Latour: a política como modo de existência
Investigação sobre os Modos de Existência (ISME), publicado em francês no ano de 2012, é a síntese mais atual e abrangente do estado da arte do pensamento latouriano. Ali, a metapolítica de Latour define-se com clareza, prolongando e aprofundando a perspectiva delineada por ele dez anos antes, em 2002, num artigo intitulado “Se falássemos um pouco de política?”. Até a publicação desse artigo, Latour tendia a encarar a política como a própria consistência da realidade: ela seria, portanto, inerente a quaisquer atos de composição coletiva destinados a colocar em presença uma multiplicidade de atores no marco de alguma operação conjunta, como, por exemplo, a experimentação científica (LATOUR, 2004 [1999]). Haveria, então, uma política imanente à formação das coletividades, entendidas como arranjos entre atores humanos e não-humanos sempre sujeitos à dissolução e, por isso mesmo, condicionados a incessantes procedimentos de consulta, verificação, medição e concatenação. Os procedimentos em questão, diferentes em cada arranjo coletivo e sintonizados, sempre, com o tipo de potencialidade buscada em seus respectivos componentes, constituiriam, eles próprios, a política indispensável à configuração de uma realidade habitável e comunicável. Nestes termos, a teoria do ator-rede representaria, ao fim e ao cabo, um conjunto de premissas filosóficas e critérios metodológicos cuja finalidade seria a de evidenciar, por um lado, a natureza primordialmente instável das “coisas” que povoam nosso mundo e, por outro lado, a politicidade necessária à fixação dessas “coisas” num conjunto co-operativo ajustado à obtenção de certos efeitos e finalidades. Contudo, a partir de 2002, Latour empreenderá uma restrição de seu conceito de política, associando-o especificamente à problemática das instituições e das práticas de confluência, discussão e escolha que galvanizam a produção dos agregados sociais ao redor de certas questões cuja importância deve tornar-se “pública”. Desse momento em diante, a política passa a ser encarada como um “regime de enunciação” capaz de produzir temporariamente o “público” (LATOUR, 2004 [2002], p. 18).

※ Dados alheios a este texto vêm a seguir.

PR #4247, opened 2018-03-01
add translation for entering Administrator mode

popcorner:
it seems that the translation of administrator mode message box is not included in the language file.


donho:
https://github.com/notepad-plus-plus/notepad-plus-plus/commit/ecba7be9e488357b6de0116e5ce051d1ce332c6e

PR #4272, opened 2018-03-07
Update thai.xml

orbitalz:
more translation on Thai.


donho:
@orbitalz Thank you for updating.
Could you update also the other entries please?
There was a major update recently here:
https://github.com/notepad-plus-plus/notepad-plus-plus/issues/4286

donho:
Feel free to reopen it when the translation is done completely.

PR #4310, opened 2018-03-16
Update german

schnurlos:
Following https://github.com/notepad-plus-plus/notepad-plus-plus/commit/fab3db50dfe68f2e94b5870e9d4af8d4bff751cd


donho:
FYI, there are 2 entries `DroppingFolderAsProjectModeWarning` in German localization.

Em ISME, o campo de referência empírica do conceito latouriano de política não muda substancialmente, ainda quando a noção de “regime de enunciação” ceda lugar à de “procedimentos de veridição” e esta, por sua vez, fique condicionada à multiplicidade dos “modos de existência”.
Na acepção de Latour, cada modo de existência se define por um tipo singular de relação que permite a captação e a expressão de uma experiência específica do mundo (LATOUR, 2013, p. 68). Tal relação é anterior à experiência em si mesma, adquirindo, por assim dizer, uma natureza diagramática que nosso autor denomina “preposição”. A preposição é uma tomada de posição prévia à proposição: ela define o modo como deveremos compreender esta última. Inscrita no estudo das redes, a noção de preposição nos autorizaria a qualificar o tipo de conexão que sustenta cada cadeia de associação: “[a rede] permite captar a multiplicidade das associações; [a preposição] [indica] a pluralidade dos modos localizados no curso da complicada história dos Modernos” (ibid., p. 73). Se as redes nos falam das condições materiais de existência dos seres, então a preposição sinaliza enfaticamente seus modos de alteração em cada domínio da vida coletiva. Latour esclarece que, na pesquisa sobre os modos de existência, “o princípio de livre associação já não oferece a mesma metalinguagem para todas as situações, senão que deve converter-se em apenas uma das formas nas quais podemos enfocar qualquer curso de ação, certamente a mais livre, mas não a mais precisa” (ibid., p. 75).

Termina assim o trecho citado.